What liberals have a tendency to do is create a manichaean separation between their own virtue-their progress-and the dark ages that recede behind them. So they can not conceive of anyone dissenting from the feminist project without rejecting the Enlightenment. We are by definition the unenlightened reactionaries that bar the path to freedom. Yes, they twist the definitions out of all recognition, but they dominate the commanding heights of the Media and the Academy. We must remind them that there are more than two choices: their Enlightenment, and the reactionary past.
When women lose their rights, their dignity, then the next one will fall, and then the next, and so forth.
PS: The same tendency can be found when liberals demonize conservatives who question the quota-culture that is establishing itself around the totem of race. If you oppose affirmative action liberals assume that you wish to impose segregation-as if there are no other choices (ergo associating Ward Connerly with the KKK).
Update: I neglected one recent liberty that a decline in western culture would be deleterious for. Homosexuality (as in the right to be homosexual without fearing for your life! See this article from The New Republic on the quaint way homosexuals are treated in the West Bank).
1-I define my parents as moderate Muslims because my mother does not cover her hair, my father does not pray five times a day, and they go to mosque (masjid) only for major festivals. My father has even defended the idea of a secular democracy as opposed to a theocracy. Nevertheless, their values would be decidedly retrograde even in Provo, Utah.

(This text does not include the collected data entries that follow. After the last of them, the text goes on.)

PR #1643, opened 2020-10-21
winPB: Replace MSVS_2017/9 installer URLs and reinstate checksums

Willsparker:
Fixes: #1546 

@gdams found some alternative links to retrieve the MSVS installers, that should be persistent (i.e. not have their checksum change every X weeks). This means we're able to reinstate the checksums again :-)

VPC Run: https://ci.adoptopenjdk.net/job/VagrantPlaybookCheck/908/

### DIFF
--- a/ansible/playbooks/AdoptOpenJDK_Windows_Playbook/roles/MSVS_2017/tasks/main.yml
+++ b/ansible/playbooks/AdoptOpenJDK_Windows_Playbook/roles/MSVS_2017/tasks/main.yml
@@ -11,7 +11,9 @@
 
 - name: Download Visual Studio Community 2017
   win_get_url:
-    url: 'https://aka.ms/vs/15/release/vs_community.exe'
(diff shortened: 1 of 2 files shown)


gdams (approved):
LGTM subject to vagrant check passing

sxa (changes requested):
For clarity in the future and to allow people to update it easily in the future, can you add a comment indicating that this is the target that you are redirected to when you go to https://aka.ms/vs/15/release/vs_community.exe (Same for both changes)

Willsparker:
VPC run seemed to go okay- It was able to run the playbook and the build fine; the reason it's reporting unstable is because it looks like the Python script timed-out during the testing phase.

sxa (approved):
If we refresh the machines at this level it would also be a fix for https://github.com/AdoptOpenJDK/openjdk-infrastructure/issues/1270

Willsparker:
Good point - I'll need to find a non-critical time to do that :-)

PR #1694, opened 2020-11-19
TRSS: add forever service creation to TRSS playbook

Haroon-Khel:
Ref https://github.com/AdoptOpenJDK/openjdk-infrastructure/issues/1679

Ive added the steps to create the forever services for the TRSS frontend and backend to the trss playbook as per https://github.com/AdoptOpenJDK/openjdk-infrastructure/issues/1679#issuecomment-729766341

Will test on a ubuntu 18 vm shortly

### DIFF
--- a/ansible/playbooks/AdoptOpenJDK_Unix_Playbook/trss.yml
+++ b/ansible/playbooks/AdoptOpenJDK_Unix_Playbook/trss.yml
@@ -6,6 +6,9 @@
 - hosts: all
   user: root
   become: yes
+  vars:
+    TRSS_working_dir: "/home/jenkins/openjdk-test-tools/TestResultSummaryService"
+    TRSS_config_path: "/data/db/credentials/trssConf.json"
   tasks:
     - block:
         - name: Load AdoptOpenJDKs variable file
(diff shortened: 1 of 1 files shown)


Haroon-Khel:
@llxia 
(as I cant seem to add you as a reviewer)

sxa (approved):
Looks ok to me, but let's give it a day or so before merging in case anyone else objects :-D
Thanks.

ansible/playbooks/AdoptOpenJDK_Unix_Playbook/trss.yml
```diff
@@ -6,6 +6,9 @@
 - hosts: all
   user: root
   become: yes
+  vars:
+    TRSS_working_dir: "/home/jenkins/openjdk-test-tools/TestResultSummaryService"
+    TRSS_config_path: "/data/db/credentials/trssConf.json"
```
llxia, line 11: Do we create this file `/data/db/credentials/trssConf.json`? If not, we will get error when starting TRSS.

2-The irony is that conservatives are the ones defending the old liberal tradition of the West while modern liberals choose unilateral disarmament and wishful thinking.
3-There are many arguments about what conservative means. I am conservative because I oppose big government (as a libertarian) and espouse the values of western culture against the multiculturalist assault. Paleoconservatives might emphasize religion and the peculiarities of American culture, neoconservatives might focus on a expansionist foreign policy, and so forth. But we most certainly know who the enemy is. And I know that I am dismissing what some might find to be conservatism's defining characteristic-that it is more a way of life, or mode of thinking, than a principled political philosophy. So be it-we need to stop making a fetish of the old ways. The the old ways are coming back. We need to adhere to the middle path-the felicitous equilibrium between the Year Zero of Leftist utopians and the autocracies of old.
4-Many conservatives will assert that the sexual revolution was a disaster. Perhaps. I know many conservatives oppose abortion, but how many would ban the birth-control pill? Though social conservatives might exhort society toward a heightened morality and sexual probity, they are generally circumspect in legislating this. Even among social conservatives, the idea of choice has become entrenched (for them, abortion is a matter of life and death, so "choice" becomes a ridiculous point to stand upon), and even if they believe the Bible tells them that the wife must submit to the husband in matters of family, they generally balk at making this a matter of law. Personally I am not this sort of conservative. I am a cultural conservative insofar as I assert the supremacy of the Western culture and that its norms need to be made clear in the traditional geographic bounds of the West.